→ Work instructions: Find every line below with the word "ximian" in it, and copy each one.

_ _ _

PR #307, opened 2017-08-11
Update the articles about Clang's sanitisers

cherusker:
- add an article about ASan
- add information about the `Unlocked* ()` functions to the TSan article
- put the information about blacklists and flags into separate articles
- improve the general structure of the Clang sanitisers documentation

### DIFF
--- a/docs/debug+profile/clang/addresssanitizer.md
+++ b/docs/debug+profile/clang/addresssanitizer.md
@@ -1,0 +1,38 @@
+---
+title: AddressSanitizer (Clang Sanitizers)
+---
+
+The [AddressSanitizer](https://clang.llvm.org/docs/AddressSanitizer.html) is integrated into [Clang](https://clang.llvm.org/) 3.4+ and therefore, if Clang is installed, using it with Mono's `autogen.sh` is as simple as running the following:
+
+``` bash
+$ cd /home/root/of/mono
+$ ./autogen.sh --prefix=/usr/local CC=clang CFLAGS=-fsanitize=address LDFLAGS=-fsanitize=address CXX=clang++
+$ make
+...
+```
+
+Please keep in mind that `CXX` has to be set to `clang++` to avoid unwanted side effects and compiling errors.
+
+After `autogen.sh` has been executed as suggested above, the following `make` command uses Clang and injects necessary reporting functions.
+
+In the context of Mono, the AddressSanitizer (without the LeakSanitizer, [see below](#ignore-the-leaks)) produces a lot less false positives than the [ThreadSanitizer](/docs/debug+profile/clang/threadsanitizer/), which makes working with it more straight forward.
+
+Dynamic Blacklisting
+--------------------
+
+Still, false positives need to be hidden, and so far, the best option is to work with blacklists. Please have a look at [this article](/docs/debug+profile/clang/blacklists/) to find out how to work with blacklists in combination with Mono.
+
+Since there are only a handful of false positives, no macros or special functions can be used to permanently blacklist anything directly within the code (August 2017).
+
+Runtime Options
+---------------
+
+Runtime options can be provided by using the environment variable `ASAN_OPTIONS`. Please find detailed information about runtime options and Mono in [this article](/docs/debug+profile/clang/customisation/#runtime-options) and all available options on [Google's GitHub page](https://github.com/google/sanitizers/wiki/AddressSanitizerFlags#run-time-flags). The following two options prove to be particularly useful:
+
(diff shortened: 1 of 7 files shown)


docs/debug+profile/clang/blacklists.md
```diff
@@ -0,0 +1,51 @@
...
+
+``` bash
+$ touch /home/some/path/blacklist
+$ cd /home/root/of/mono
+$ ./autogen.sh --prefix=/usr/local CC=clang CFLAGS="-fsanitize=thread -fsanitize-blacklist=/home/some/path/blacklist" LDFLAGS=-fsanitize=thread CXX=clang++
+$ make
+...
+```
+
+Currently (August 2017), it seems like a good idea to leave all blacklist files outside of folders that contain `Makefile` files (`mono/eglib/`, `mono/metadata/`, ...), as sometimes `autogen.sh` treats blacklist files like source files and lists them as dependencies. As an additional and positive side effect, blacklist files will not interfere with git if they are hosted outside of the repository.
```
akoeplinger: that's interesting, not sure how this could happen?

docs/debug+profile/clang/addresssanitizer.md
```diff
@@ -0,0 +1,38 @@
+---
+title: AddressSanitizer (Clang Sanitisers)
```
akoeplinger: `s/Sanitisers/Sanitizers` for consistent spelling (applies to all articles).

docs/debug+profile/clang/addresssanitizer.md
```diff
@@ -0,0 +1,38 @@
...
+``` bash
+$ cd /home/root/of/mono
+$ ./autogen.sh --prefix=/usr/local CC=clang CFLAGS=-fsanitize=address LDFLAGS=-fsanitize=address CXX=clang++
+$ make
+...
+```
+
+Please keep in mind that `CXX` has to be set to `clang++` to avoid unwanted side effects and compiling errors.
+
+After `autogen.sh` has been executed as suggested above, the following `make` command uses Clang and injects necessary reporting functions. Later, `make` uses [roslyn](https://github.com/dotnet/roslyn) to compile `mcs` with the freshly built Mono runtime.
```
akoeplinger: I'd remove the last sentence, it doesn't really add anything valuable (and could be even a bit confusing since Mono's C# compiler is also called `mcs`).

docs/debug+profile/clang/addresssanitizer.md
```diff
@@ -0,0 +1,38 @@
...
+Since there are only a handful of false positives, no macros or special functions can be used to permanently blacklist anything directly within the code (August 2017).
+
+Runtime Options
+---------------
+
+Runtime options can be provided by using the environment variable `ASAN_OPTIONS`. Please find detailed information about runtime options and Mono in [this article](/docs/debug+profile/clang/customisation/#runtime-options) and all available options on [Google's GitHub page](https://github.com/google/sanitizers/wiki/AddressSanitizerFlags#run-time-flags). The following two options prove to be particularly useful:
+
+### Ignore the Leaks
+
+By default, the AddressSanitizer starts the [LeakSanitizer](https://clang.llvm.org/docs/LeakSanitizer.html) as soon the program terminates otherwise successfully. In the context of Mono this means several 100 (sometimes up to a few 1000) reported leaks. `detect_leaks=0` tells the AddressSanitizer to shut down without starting the LeakSanitizer.
```
akoeplinger: typo: as soon _as_ the program terminates

docs/debug+profile/clang/blacklists.md
cherusker: I didn't change that part much (had it there with the first version of the TSan article already); it was interesting but running `./autogen` and `make` consecutively with and without TSan options and having the blacklist somewhere inside the `mono/` folder (and not) gave more trouble (something about missing files) than having it somewhere outside (somehow it seemed to be connected to the built libraries inside the `./libs` folders). We can remove this part however, until I know exactly what's going on there.

docs/debug+profile/clang/addresssanitizer.md
cherusker: thanks!

docs/debug+profile/clang/addresssanitizer.md
cherusker: I removed the last sentence in the AddressSanitizer's article and slightly altered it in the ThreadSanitizer's article (mentioning the `mscorelib.dll` directly instead of the whole `mcs/` folder)

akoeplinger (approved):

PR #318, opened 2017-08-31
Added the report to CSCache / Cache tool for mono (Calancea Daniel)

dcalance:


akoeplinger:
Thanks for the report!

Issue #343, opened 2018-02-06
Broken link in Runtime documentation


loic-sharma:
Under [the `Compilation Engine` section of the Runtime's documentation](https://github.com/mono/website/blob/gh-pages/docs/advanced/runtime/index.md#compilation-engine), the link "http://primates.ximian.com/~lupus/slides/jit" is broken.

akoeplinger:
There's a copy on archive.org: http://web.archive.org/web/20070226130104/http://primates.ximian.com:80/~lupus/slides/jit/index.html

Though given that these slides were written in 2002 I wonder how relevant they are today.

loic-sharma:
Hm, you're right, it's probably not very relevant. Really, I want to check out Mono's JIT compiler so I can see if it supports WebAssembly :)

akoeplinger:
It's probably better to ask those questions on the main Mono repo (https://github.com/mono/mono/issues) or on [Gitter](https://gitter.im/mono/mono) :)

PR #344, opened 2018-02-08
[runtime] backup of Paolo's JIT slides

lewurm:
I think they are worth archiving. See https://github.com/mono/website/issues/343#issuecomment-363622964


akoeplinger:
Awesome, I briefly considered doing this but then postponed it :)

I ran the images through ImageOptim: Saved 53 KB out of 437 KB. 12,4 % per file on average

PR #345, opened 2018-02-09
Update aspnet.md

jaszb:


docs/web/aspnet.md
```diff
@@ -6,7 +6,7 @@ redirect_from:
   - /XSP/
 ---
 
-Mono has an implementation of ASP.NET 2.0, ASP.NET MVC and ASP.NET AJAX.
+Mono has an implementation of ASP.NET Core 2.0, ASP.NET MVC and ASP.NET AJAX.
```
akoeplinger: that's not correct, we don't have an implementation of ASP.NET Core in Mono.

We do ship an implementation of traditional ASP.NET, I'd suggest just removing the `2.0` part (it should be up to 4.something at the moment)

akoeplinger (changes requested):

PR #350, opened 2018-02-15
Add Fedora download instructions

harry-cpp:
cc. @directhex 

Notes:
- Should I add a note somewhere stating that it is using CentOS repo?
- ~~I snuck in a `mono-` prefix to the CentOS repo output~~


akoeplinger:
What if we combine them, i.e. call the tab `CentOS + Fedora` since they're using the same repo?

harry-cpp:
> What if we combine them, i.e. call the tab CentOS + Fedora since they're using the same repo?

CentOS uses yum, Fedora uses dnf, they are a bit different.

akoeplinger:
Thank you!

harry-cpp:
Thank you for merging as well.

PS. Fedora has `sudo` installed by default so you could have kept the command, tho the changed command is fine as well.

akoeplinger:
It doesn't have sudo in the Docker container so I figured I'd make it consistent with the CentOS instructions :)

PR #353, opened 2018-02-27
Explicitly enumerate supported Linux build architectures

directhex:


_includes/download.html
```diff
@@ -260,7 +260,7 @@ <h2>
             </h2>
             <p>The package repository hosts the packages you need, add it with the following commands <b>in a root shell</b>.</p>
             <p><i>Note:</i> the packages should work on newer CentOS versions too but we only test the ones listed below.</p>
-            <h3>CentOS 7</h3>
+            <h3>CentOS 7 (x86_64)</h3>
```
akoeplinger, line 263: I assume this is what's it called in the RPM world and we don't want to call it `amd64` ?

directhex: Aye.

`mono-core-5.10.0.140-0.xamarin.2.epel6.x86_64.rpm`
`mono-core-5.10.0.140-0.xamarin.2.epel6.i686.rpm`

akoeplinger (approved):

PR #453, opened 2018-09-26
Genesis block should have valid transaction

spikeekips:
### Background

We can generate the genesis block by `block.MakeGenesisBlock`. Currently impl just create empty block and it uses the hash of genesis accoun and nothing. In ISAAC block created by Ballot, but genesis block can not have Ballot :)

### Solution

So, we can use Transction for genesis block to resolve this uncomfortable structural issue. Using Transaction in genesis block, we also solve another problem, that is, we can not find the genesis account from genesis block.  In this commit, I made the reason of genesis block :)

The genesis block has some noticeable things,

`MakeGenesisBlock` makes genesis block from genesis account and transaction.  This Transaction is different from other normal Transaction;

* must have only one `Operation`, `OperationCreateAccount`
* `Transaction.B.Source` is same with `OperationCreateAccount.Target`
* `Transaction.B.Fee` is 0
* `OperationCreateAccount.Amount` is same with balance of genesis account
* `OperationCreateAccount.Target` is genesis account

`block.TestMakeGenesisBlockFindGenesisAccount` can explain how to find genesis account.

### DIFF
--- a/lib/block/block.go
+++ b/lib/block/block.go
@@ -13,6 +13,7 @@ import (
 	"boscoin.io/sebak/lib/consensus/round"
 	"boscoin.io/sebak/lib/error"
 	"boscoin.io/sebak/lib/storage"
+	"boscoin.io/sebak/lib/transaction"
 )
 
 const (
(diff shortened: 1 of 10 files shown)


lib/block/block.go
```diff
@@ -41,26 +42,74 @@ func (bck Block) String() string {
...
+		Source:     account.Address,
+		Fee:        0,
+		SequenceID: account.SequenceID,
+		Operations: []transaction.Operation{op},
+	}
+
+	tx := transaction.Transaction{
+		T: "transaction",
+		H: transaction.TransactionHeader{
+			Created: common.GenesisBlockConfirmedTime,
```
Charleslee522: Why is `Created` time constant?

lib/block/block.go
```diff
@@ -41,26 +42,74 @@ func (bck Block) String() string {
...
 
-	b := NewBlock(
-		proposer,
-		round,
+	blk = NewBlock(
+		"",
+		round.Round{}, // empty round
 		transactions,
-		confirmed,
+		common.GenesisBlockConfirmedTime,
```
Charleslee522: Why is the block confirmed time constant?

lib/block/block.go
spikeekips: @Charleslee522 Every node will have different `Transaction.Hash` for genesis block, so I set it to `constant`.

lib/block/block.go
spikeekips: @Charleslee522 Genesis block will be created in every node separately, so we need to set it to be same.

lib/block/block.go
Charleslee522: Then is this field required? I think it is useless if it is constant.

spikeekips: @Charleslee522 This `Transaction` also will be stored in `BlockTransaction` so we need to keep it same between nodes.

Charleslee522: @spikeekips Then I think it is better to be set by conf like network-id.
It is weird that the first tx and block time is too old.

Geod24: [Nothing wrong with hardcoding the time, or the whole block](https://github.com/bitcoin/bitcoin/blob/4dac24db23d121ec21080f04e210227c4ff5d281/src/chainparams.cpp#L41-L57)

lib/block/operation.go
```diff
@@ -138,6 +138,10 @@ func (bo BlockOperation) NewBlockOperationSourceKey() string {
 	)
 }
 
+func (bo BlockOperation) LoadBody() (body transaction.OperationBody, err error) {
```
spikeekips: @kfangw Please review this code. With using `BlockOperation.Body`, I could not find the way to access to original `OperationBody`, so I wrote new function, `transaction.UnmarshalOperationBodyJSON`(below), which is load `OperationBody` from `[]byte`.

kfangw: @spikeekips Looks good.
But please mind #456 in advance.
After boscon, let's do refactoring like that

spikeekips: @kfangw Oops, I missed. I’ll ask your advice tomorrow.

PR #454, opened 2018-09-26
Set `BlockTransaction.Confirmed` by `Block.Confirmed`

spikeekips:
### Background

The previous `block.BlockTransaction.Confirmed` set to the saving time, so it will be different between nodes

### Solution
So it is set by`block.Block.Confirmed`, instead of saving time.

### DIFF
--- a/lib/block/transaction.go
+++ b/lib/block/transaction.go
@@ -42,7 +42,7 @@ type BlockTransaction struct {
 	blockHeight uint64
 }
 
-func NewBlockTransactionFromTransaction(blockHash string, blockHeight uint64, tx transaction.Transaction, message []byte) BlockTransaction {
+func NewBlockTransactionFromTransaction(blockHash string, blockHeight uint64, confirmed string, tx transaction.Transaction, message []byte) BlockTransaction {
 	var opHashes []string
 	for _, op := range tx.B.Operations {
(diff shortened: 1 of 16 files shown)


lib/block/transaction.go
```diff
@@ -79,10 +80,8 @@ func (bt BlockTransaction) NewBlockTransactionKeySource() string {
 
 func (bt BlockTransaction) NewBlockTransactionKeyConfirmed() string {
 	return fmt.Sprintf(
-		"%s%s%s%s",
+		"%s%s",
 		GetBlockTransactionKeyPrefixConfirmed(bt.Confirmed),
-		common.EncodeUint64ToByteSlice(bt.blockHeight),
```
kfangw: Do you think the confirmed time is enough to order block transactions? @spikeekips

spikeekips: @kfangw Yes, I think so. The following `common.GetUniqueIDFromUUID()` supports to make sequential unique string in same machine, so `NewBlockTransactionKeyConfirmed()` will be sorted by creation.

lib/network/api/transaction_test.go
```diff
@@ -7,13 +7,14 @@ import (
 	"io/ioutil"
 	"testing"
```
Charleslee522: How about removing this line?

PR #457, opened 2018-09-27
Operation CongressVoting

### LINKED ISSUE #311: Congress Voting: Messages and API

kfangw:
### Github Issue
Resolves #311 

### Background
To store proposal/result of congress voting to blockchain, new operations needed

### Solution
New 2 operations

### Possible Drawbacks
Operations are just stored in the blockchain with its transaction but no affect to account.

### DIFF
--- a/lib/transaction/operation.go
+++ b/lib/transaction/operation.go
@@ -14,8 +14,8 @@ type OperationType string
 const (
 	OperationCreateAccount        OperationType = "create-account"
 	OperationPayment                            = "payment"
-	OperationCongressVoting                     = "cv"
-	OperationCongressVotingResult               = "cvr"
+	OperationCongressVoting                     = "congress-voting"
+	OperationCongressVotingResult               = "congress-voting-result"
 )
 
 type Operation struct {
--- a/lib/transaction/operation.go
+++ b/lib/transaction/operation.go
@@ -112,13 +112,13 @@ func UnmarshalOperationBodyJSON(t OperationType, b []byte) (body OperationBody, 
 		body = ob
 	case OperationCongressVoting:
 		var ob OperationBodyCongressVoting
-		if err = json.Unmarshal(envelop, &body); err != nil {
+		if err = json.Unmarshal(b, &ob); err != nil {
 			return
 		}
 		body = ob
 	case OperationCongressVotingResult:
 		var ob OperationBodyCongressVotingResult
-		if err = json.Unmarshal(envelop, &body); err != nil {
+		if err = json.Unmarshal(b, &ob); err != nil {
 			return
 		}
 		body = ob
--- a/lib/transaction/operation.go
+++ b/lib/transaction/operation.go
@@ -12,8 +12,10 @@ import (
 type OperationType string
 
 const (
-	OperationCreateAccount OperationType = "create-account"
-	OperationPayment                     = "payment"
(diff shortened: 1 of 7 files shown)


kfangw:
To make an integration test case, it is needed to support the client module for API. #471 
This may be revised when I found a problem during the test by the client module.

lib/transaction/operation.go
```diff
@@ -12,8 +12,10 @@ import (
 type OperationType string
 
 const (
-	OperationCreateAccount OperationType = "create-account"
-	OperationPayment                     = "payment"
+	OperationCreateAccount        OperationType = "create-account"
+	OperationPayment                            = "payment"
+	OperationCongressVoting                     = "cv"
+	OperationCongressVotingResult               = "cvr"
```
spikeekips: @kfangw How about more expressive name like `congress-voting`, `congress-voting-result`? They needs more spaces, but expressive :)

lib/transaction/operation_congress_voting.go
```diff
@@ -0,0 +1,33 @@
+package transaction
+
+import (
+	"boscoin.io/sebak/lib/error"
+	"encoding/json"
+	"time"
+)
+
+type OperationBodyCongressVoting struct {
+	Contract string
```
spikeekips: @kfangw Just suggestion, `Contract []byte`, how about this?

lib/transaction/operation_congress_voting.go
```diff
@@ -0,0 +1,33 @@
...
+	Voting   struct {
+		Start string
+		End   string
```
spikeekips: @kfangw Starting and ending should be `Block.Height`. :)

lib/transaction/operation_congress_voting_result.go
```diff
@@ -0,0 +1,70 @@
...
+
+	var tobeHash = ""
+	for _, u := range o.BallotStamps.Urls {
+		if _, err := url.Parse(u); err != nil {
+			return errors.ErrorInvalidOperation
+		}
+		tobeHash += u
+	}
+
+	hash := common.MakeHash([]byte(tobeHash))
```
spikeekips: @kfangw When I introduced the first thought of voting result things, the `Hash` is the file checksum of voting result, the file is the downloaded from `Urls`.

lib/transaction/operation_congress_voting_result.go
```diff
@@ -0,0 +1,70 @@
...
+	tobeHash = ""
+	for _, u := range o.Voters.Urls {
+		if _, err := url.Parse(u); err != nil {
+			return errors.ErrorInvalidOperation
+		}
+		tobeHash += u
+	}
+
+	hash = common.MakeHash([]byte(tobeHash))
+	if string(hash) != o.Voters.Hash {
```
spikeekips: @kfangw This is also same with upper comment.

lib/transaction/operation_congress_voting_result.go
kfangw: Then, the `Hash` is not verifiable, right?
@spikeekips

spikeekips: @kfangw Yeah, I thought so. I can be verifiable by manual.

PR #462, opened 2018-09-28
utils for running nodes locally

kfangw:
run_build_image.sh - build docker image and remove dangling one(builder)
run_start_containers.sh - start containers by using the image
run_stop_containers.sh - stop and rm the containers

Dockerfile revised
- To improve the performance of building an image, Copy source code should be located bottom as possible. And apk add should be located on top. It may increase CI spead


kfangw:
@soonkuk It may help for your testing on a local machine.

spikeekips:
@kfangw It will be better the instruction doc to use these scripts.

Dockerfile
```diff
@@ -2,33 +2,31 @@
...
-COPY ./ /go/src/boscoin.io/sebak
-WORKDIR /go/src/boscoin.io/sebak
-
 # You probably don't need to change this
 ARG BUILD_MODE="install"
 ARG BUILD_ARGS=''
 ARG BUILD_PKG="./..."
 
-RUN apk add --no-cache git openssh gcc musl-dev linux-headers
+RUN apk add --no-cache git openssh gcc musl-dev linux-headers ca-certificates
```
Geod24: Why that change ?

run_build_image.sh
```diff
@@ -0,0 +1,16 @@
...
+IMAGE_TAG="sebak:test"
+
+docker build -q -t ${IMAGE_TAG} \
+    --build-arg BUILD_MODE='test' \
+    --build-arg BUILD_PKG='./cmd/sebak' \
+    --build-arg BUILD_ARGS='-tags integration -c -o /go/bin/sebak' \
+    ${ROOT_DIR}
+
+docker rmi $(docker images --filter dangling=true -q --no-trunc) || true
+docker images
```
Geod24: That is highly workflow dependent and should not be here IMO

Dockerfile
kfangw: As described in the above, it is related to building a docker image.
> To improve the performance of building an image, Copy source code should be located bottom as possible. And apk add should be located on top. It may increase CI spead

run_build_image.sh
kfangw: The reason why I added this statement is that
the Dockerfile is based on two `From`. Hence, `builder` image remains as unnamed dangling.
But, I understand what you saying.

kfangw:
@Geod24 @spikeekips thanks for your comments.
What I intended for this PR is making a util for easy testing on a local machine.
As @Geod24  said, I know that this is not needed to be on this repo.
I will take more time to consider to support what I want to.

Dockerfile
Geod24: Yes the `COPY/WORKDIR` move makes sense, but my comment is on adding `ca-certificates` here.
The first image is used for building, the second for running.
`ca-certificates` is used for running sebak, not for building it.

spikeekips:
@kfangw This PR can be closed.

kfangw:
please see #486

PR #465, opened 2018-09-28
Remove unused abstraction

Geod24:
This DBBackend abstraction is completely unused, as shown by the diff.
This probably comes from the fact that LevelDB already provides
a good enough abstraction storage-wise: It's a storage that can
go either to disk or memory, and we don't need more (storage wise).


kfangw:
It is used by `contract` branch.
But for the master branch, it is useless.

Geod24:
@kfangw : Anything preventing you from switching to `LevelDBBackend` ?

kfangw:
> @kfangw : Anything preventing you from switching to `LevelDBBackend` ?

I and @anarcher had been tried to introduce stateDB to SEBAK.
There is still unused code at `statedb` package.
And with the `statedb` package, at the `contract` branch, there was a reason why use the interface.
But I am not clear now, it was weeks ago.

As I mentioned above, It is useless for the master branch.
If there is a need, then the code will be reverted.
You can go as-is

PR #448, opened 2018-09-25
WIP: Sync

anarcher:
### Github Issue

Related: #302

### Background

The first attempt (It's prototyping) for Sync is that just fetch block and all related data of it and then save (validation) it. 
This attempt does start from the genesis block. 

#### Key interfaces

```
+--------------+                +--------------+
|              |     Produce    |              |
|   Producer   +--------------->+    Consumer  |
|              |                |              |
+-----^--------+                +-------+------+
      |                                 |
      |                                 |
      |             Response            |
      +---------------------------------+
```

```
type Stopper interface {
    Stop() error
}

type Producer interface {
    Produce() <-chan *Message
    SetResponse(<-chan *Response) error
}

type Consumer interface {
    Consume(<-chan *Message) error
    Response() <-chan *Response
}

type Processor interface {
    Producer
    Consumer
}
```
- `Processor` is both a producer and a consumer. 
- `Processors` and `Consumers` are a pool of `Processor`s or `Consumer`s  and the `Processors` and `Consumers` dispatches the `*Message`  to one of them. 

----

- Basic pipelining looks like below: 
```
err := Pipeline(producer,consumer)
```

----

```
type Message struct {
    BlockHeight uint64
    Block       *block.Block
    Txs         []*block.BlockTransaction
    Ops         []*block.BlockOperation
}
```
- `*Message` has  a data  for processing. The `*Message` can be more data and metadata such as `FailedNodes`  and `RetryFailedCnt`.

---- 

```
type Response struct {
    err error
    msg *Message
}

func (r Response) Err() error {
    return r.err
}
func (r Response) Message() *Message {
    return r.msg
}
```
- The `*Response` has poor information for now.  Each component can handle the response by `*Response.Err()` type. 
- A more conditional error I imagine is inspired by `upspin/error` system. (Each error is just a struct.)
- For example, `FetchError` has retryNum and Upstream component can handle the response by the response.Err()
- But for now the sync pkg has no  custom errors [TODO]  

### Possible Drawbacks

- This design can be overdesign. `ㅠㅠ`

Issue #302, opened 2018-08-31
Store confirmed block without validation in `SYNC` state


Charleslee522:
Unless the node is fully synced yet, it should store confirmed block without validation temporarily.
1. Receive only `ACCEPT` ballot and do not validate.
1. If the number of ballots exceeds threshold, store the block.
1. The block is handled exactly same with received block from validator.
   * It means, these blocks are validated sequentially from genesis Block.
1. When it is done, the node state transits to `CONSENSUS`

Geod24:
> Unless the node is fully synced yet, it should store confirmed block without validation temporarily.

Why does it needs to bypass validation ?

Geod24:
I see, it makes perfect thanks, thanks for the clarification!

PR #467, opened 2018-09-30
Sync 

anarcher:
### Github Issue

Related: #302

### Background

IMHO, This is a much more`* N` simple version of sync than #448  `~_~`

### Solution

- Just use `WorkerPool` for syncing. (default pool size is 300)

```
func (s *Syncer) work(height uint64) {
	ctx := s.ctx
	work := func() {
	L:
		for {
			select {
			case <-ctx.Done():
				break L
			default:
				currHeight := s.currBlockHeight()
				if currHeight > 0 && height <= currHeight {
					s.logger.Info("This height has already synced", "height", height)
					break L
				}
				blockInfo, _ := s.fetcher.Fetch(ctx, height)
				if err := s.validator.Validate(ctx, blockInfo); err != nil {
					s.logger.Error("validate failure", "err", err)
					continue
				}
				break L
			}
		}
		s.logger.Info("Done sync", "height", height)
	}
	s.workPool.Add(ctx, work)
}
```

- If Fetcher and Validator need to do work concurrently, They can have their own `WorkerPool` too. `'ㅅ'`

### DIFF
--- a/cmd/sebak/cmd/run.go
+++ b/cmd/sebak/cmd/run.go
@@ -402,7 +402,7 @@ func runNode() error {
 		})
 	}
 	{
-		c := sync.NewConfig(localNode, st, nt, connectionManager)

_ _ _

→ Answer space:
Under [the `Compilation Engine` section of the Runtime's documentation](https://github.com/mono/website/blob/gh-pages/docs/advanced/runtime/index.md#compilation-engine), the link "http://primates.ximian.com/~lupus/slides/jit" is broken.
There's a copy on archive.org: http://web.archive.org/web/20070226130104/http://primates.ximian.com:80/~lupus/slides/jit/index.html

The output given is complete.